Une législation insuffisante

Le code de l’environnement de Janvier 2001 renferme des dispositions visant à réglementer des nuisances et pollutions sonores. L’article L 84 du code stipule : « Sont interdites les émissions de bruits susceptibles de nuire à la santé de l’homme, de constituer une gêne excessive pour le voisinage ou de porter atteinte à l’environnement. Les personnes physiques ou morales à l’origine de ces émissions doivent mettre en œuvre toutes les dispositions utiles pour les supprimer. Lorsque l’urgence le justifie, le Ministre chargé de l’environnement, en rapport avec le Ministre de l’intérieur et le Ministère des Forces Armées, doit prendre toutes mesures exécutoires destinées d’office à faire cesser le trouble ». Il précise, en outre que les seuils maxima de bruit à ne pas dépasser sans exposer l’organisme humain à des conséquences dangereuses qui sont de 55 à 60 décibels le jour et 40 décibels la nuit.

Or, le bruit causé par les avions dépasse de loin les seuils autorisés.
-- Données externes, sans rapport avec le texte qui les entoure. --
PR #609, opened 2021-10-09
Add e2e tests to examples package 

Siegrift:
https://api3dao.atlassian.net/browse/AN-170
https://api3dao.atlassian.net/browse/AN-171


packages/examples/scripts/aws-test/coingecko-aws-test.ts
```diff
@@ -0,0 +1,68 @@
...
+      integration: 'coingecko',
+      airnodeType: 'aws',
+      network: 'rinkeby',
+      mnemonic: secrets.MNEMONIC,
+      providerUrl: secrets.RINKEBY_PROVIDER_URL,
+    },
+    null,
+    2
+  );
+  writeFileSync(join(__dirname, '../../integration-info.json'), content);
```
acenolaza, line 30: Is there a cleanup step at the end of running the tests to remove this file since it seems it might contain sensitive information?

packages/examples/scripts/aws-test/coingecko-aws-test.ts
```diff
@@ -0,0 +1,68 @@
...
+};
+
+const createAwsSecrets = () => {
+  const content = formatSecrets([
+    `# Generated by ${__filename}`,
+    `AWS_ACCESS_KEY_ID=${secrets.AWS_ACCESS_KEY_ID}`,
+    `AWS_SECRET_ACCESS_KEY=${secrets.AWS_SECRET_ACCESS_KEY}`,
+    `AWS_SESSION_TOKEN=${secrets.AWS_SESSION_TOKEN}`,
+  ]);
+  writeFileSync(join(__dirname, '../../aws.env'), content);
```
acenolaza, line 40: Same here

packages/examples/scripts/aws-test/coingecko-aws-test.ts
acenolaza: Yes, I guess that should be enough 💯 
I'm now just wondering if these files are really needed 🤔 Wouldn't it be better to have a helper ts file to read these values from evn vars in all other scripts instead? Maybe I'm missing something that forces us to have them in json files

acenolaza: Thank you so much for your detailed explanation.

acenolaza (approved):
🥇

packages/admin/README.md
```diff
@@ -63,10 +63,18 @@ The SDK will also provide TS typings out of the box. Please, refer to the implem
 
 ## Developer commands
 
+### `derive-airnode-xpub`
```
Siegrift, line 66: @bbenligiray I've added this as it seems useful. Agree?

acenolaza: 💯 This seems really useful to me. I think we should add at least 1 e2e test for this new command

packages/admin/src/cli.ts
```diff
@@ -48,6 +48,11 @@ const COMMON_COMMAND_ARGUMENTS = {
       describe: 'Derivation path to be used for deriving the wallet account',
     },
   },
+  airnodeMnemonic: {
```
acenolaza, line 51: You could use `mnemonicCommands` instead of adding a new one since `derivation-path` is optional.

packages/admin/src/implementation.ts
```diff
@@ -9,7 +9,7 @@ const assertAllParamsAreReturned = (params: object, ethersParams: any[]) => {
 };
 
 const verifyAirnodeXpub = (airnodeXpub: string, airnodeAddress: string): ethers.utils.HDNode => {
-  // The xpub is exptected to be from the hardened path m/44'/60'/0'
+  // The xpub is expected to be from the hardened path m/44'/60'/0'
```
acenolaza, line 12: 🤦🏻‍♂️ 😆

packages/admin/src/cli.ts
acenolaza: I'm just trying to re-use the same object and also make it simpler to the end user. I mean, if I'm used to adding `--mnemonic` arg to all other commands that require a mnemonic it might be simpler to keep the same name instead of having a single command that requires a `--airnode-mnemonic`.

Des mesures effectuées sur différents avions situent le bruit entre 120 à 150 db selon les appareils. En dépit de ce fait constaté, aucune mesure conservatoire n’est prise pour réduire la nuisance sonore due aux avions. Contrairement en Europe où la directive 2002/49/CE du 25 juin 2002 recommande aux membres de l’Union de définir un cadre de lutte contre les nuisances sonores. Cette directive implique la mise en place d’indicateurs communs de mesures du bruit aux Etats membres, la réalisation d’une cartographie stratégique du bruit, l’adoption à partir des cartes, de plans d’actions visant à gérer les problèmes de bruit et de ses effets. Dans l’Ile de France les actions engagées visent le traitement des nuisances sonores à la source par des murs antibruit, des enrobés acoustiques et l’isolation de façades des habitations privées etc.

Baye Makébé SARR

lagazette.sn

1 COMMENTAIRE

  1. Quand l’aéroport de Dakar était érigé sur ce site, y avait-il autant de maisons autour? Cet article ressemble à une propagande d’un certain lobby foncier qui a des vues sur ces terres. Les aéroports sont souvent édifiés éloignés des lieux de résidence. Ils aspirent aussi de la population parce que greniers à emplois. C’est facile après de prendre la posture d’un « expert » et faire des textes très longs qui n’intéressent pas grand monde..
    Mille excuses mais c’est cela que m’évoque votre article.